Plan for a virtual assistant
Since this is the planning time of year, thought I’d weigh in with a comment or two. I’ve always been a planning evangelist, ending up the company planning cheerleader wherever I’ve worked. It’s always been tough going, because planning is seen as a detestable activity by so many workers. It’s just plain contrary to many a nature: focusing on goals and objectives, hair-splitting language, writing everything out in recipe form. Those who enjoy planning are in a special sub-sub-category of annoying management nerds.
Nonetheless, I’m here to promote the concept of planning as a journey and adventure that makes progress much more accessible. When you seriously devote time and attention to a planning process, you make a connection to meaning that motivates forward progress. Your mind mapping serves to orient your efforts. You dream a working solution, and then it gathers around you. What’s the hitch? Your dreaming must be devoted, intense, precise. You can’t phone it in.
As you prepare for another year in your business, you can make a plan so that, at moments of confusion, you can consult it and carry on. Again, this works best if the plan itself is made with the hearty commitment of its stakeholders. Don’t use someone else’s plan. To live it, you have to have birthed it.
And here’s the deep inner reason for this post. I believe many businesses aren’t taking advantage of the savings and expertise available through virtual assistants because they don’t know how to plan for it. Either they don’t know how to plan at all, and spend all their time barely holding the wispy ends of their businesses together; or they plan religiously, but don’t have the data to scientifically predict the ROI from working with a VA.
Fellow VAs out there – Isn’t this true? I’d be glad to be proven wrong, but it’s a sad fact, most likely. What can we do? For people who don’t like to plan, we can encourage them with articles like this one; and if they’re clients, we can help them work though a planning process (making sure it’s REALLY FUN, of course, both ACCURATE and STIMULATING).
For those who plan routinely, we VAs can do a better job providing data to bolster projections. Our articles and posts need to emphasize the hard facts as much as is tasteful. We know VAs save money, time, and the environment.

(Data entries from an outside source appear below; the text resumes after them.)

PR #235, opened 2023-12-26
Add Exoplanet Object

### LINKED ISSUE #186: Make an object to represent an exoplanet
Among other things, this should have:

- Epoch
- Period
- Identifier (TIC ID or name)
- Coordinates
- Depth, if known
- duration, if known
- ???

Tanner728:
Created the exoplanet object and added documentation for it based on the documentation of the aperture settings class above 

Fixes #186

### DIFF
--- a/stellarphot/settings/models.py
+++ b/stellarphot/settings/models.py
@@ -143,6 +143,9 @@ class Exoplanet(BaseModel):
     To create an `Exoplanet` object, you can pass in the epoch,
      period, identifier, coordinate, depth, and duration as keyword arguments:
 
+    >>> from astropy.time import Time
+    >>> from astropy.coordinates import SkyCoord
+    >>> from astropy import units as u
     >>> planet  = Exoplanet(epoch=Time(2455909.29280, format="jd"),
     ...                     period=1.21749 * u.day,
     ...                     identifier="KELT-1b",
@@ -170,25 +173,30 @@ class Exoplanet(BaseModel):
             QuantityType: lambda v: f"{v.value} {v.unit}",
             Time: lambda v: f"{v.value}",
         }
-    @validator
-    @classmethod
-    def validate_period(cls, values):
-        """
-        Checks that the period has physical units of time and raises an error if that is not true. 
-        """
-        if u.get_physical_type(values["period"]) != "time":
-            raise ValueError(
-                f"Period does not have time units,"
-                f"currently has {values['period'].unit} units."
-            )
 
+    @validator("period")
     @classmethod
-    def validate_duration(cls, values):
+    def validate_period(cls, value):
         """
-        Checks that the duration has physical units of time and raises an error if that is not true. 
+        Checks that the period has physical units of time and raises an error
+        if that is not true.
         """
-        if u.get_physical_type(values["duration"]) != "time":
+        if u.get_physical_type(value) != "time":
+            raise ValueError(
+                f"Period does not have time units," f"currently has {value.unit} units."
+            )
+        return value
+
+    @validator("duration")
+    @classmethod
+    def validate_duration(cls, value):
+        """
+        Checks that the duration has physical units of time and raises an error
+        if that is not true.
+        """
+        if u.get_physical_type(value) != "time":
             raise ValueError(
                 f"Duration does not have time units,"
-                f"currently has {values['duration'].unit} units."
+                f"currently has {value.unit} units."
             )
+        return value
--- a/stellarphot/settings/models.py
+++ b/stellarphot/settings/models.py
@@ -6,7 +6,15 @@ from pydantic import BaseModel, Field, conint
 
 from .autowidgets import CustomBoundedIntTex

Are we each armed and ready to share this info convincingly with clients?
And may this post serve to suggest to all you owners and managers out there who could use a helping hand: make a plan for how your VA will operate in the structure of your business. Make it specific and clear. You’ll be amazed how it manifests. Just by articulating your needs, just by visualizing in detail a new approach, you begin to make improvement happen.